Not exactly about books, but PG has a weakness for noir. Speaking of which, he may have to conduct another festival of Raymond Chandler quotes soon.

From The Wall Street Journal:

There is no noir more profoundly sad than Nicholas Ray’s “In a Lonely Place” (1950), which unfolds with dark lyricism against a backdrop of violence, cynicism and suspicion. One of Ray’s most indelible stories involving characters who lash out in pointless fury—and one of his most personal films—it incorporates melodrama, echoes of Shakespeare, and heart-stopping performances by Humphrey Bogart and Gloria Grahame.

François Truffaut called Ray “the poet of nightfall.” Eric Rohmer wrote, “Just as he is the poet of violence, Nicholas Ray is perhaps the only poet of love; it is the fascination peculiar to both feelings that obsesses him, more than the study of their origins and their close or distant repercussions.” And yet, “In a Lonely Place,” now available in a new release on DVD and Blu-ray from the Criterion Collection, continues to grow in stature, distilling as it does the essence of emotion.

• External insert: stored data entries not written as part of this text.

PR #6090, opened 2017-10-06
add activate/deactivate scripts for powershell

HyundongHwang:
I wrote this PR to clean up issue #1519. 
In this case, one bat script can not be used together with window terminal and powershell terminal.  Because there is no general way to move the environment variables set in bat script to the powershell terminal. Therefore, I solved the problem by creating and using a new ps script for the powershell terminal.

Issue #626, opened 2014-03-28
Powershell activate and deactivate


asmeurer:
See https://github.com/Liquidmantis/PSCondaEnvs.

rossant:
Will #913 work in Powershell? If not, would it be worth just adding the [ps scripts](https://github.com/Liquidmantis/PSCondaEnvs) to the distribution?

Ivoz:
Is there anything bad about just including ps scripts while you figure out #913 ? I thought conda was supposed to be advertised as more featureful than virtualenv :P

Ray’s film is loosely based on Dorothy B. Hughes’s hypnotic 1947 novel about a psychopathic killer in Los Angeles, Dix Steele. Much was changed in the film, but paranoia and misogyny seep into its more tragic story as if from poisoned soil. A washed-up screenwriter who is accused of murder, Bogart’s Dix is prone to violent outbursts suggesting that he, too, could be dangerous to women.

. . . .

Dix invites Mildred (Martha Stewart), a checkroom girl, home with him to synopsize a trashy novel his friend and agent Mel ( Art Smith) has encouraged him to adapt. The next morning she is found strangled.

“Oh, I didn’t say I was a gentleman. I said I was tired,” Dix snaps, when asked by the police why he didn’t call for a taxi for Mildred.

The Wall Street Journal (Link may expire)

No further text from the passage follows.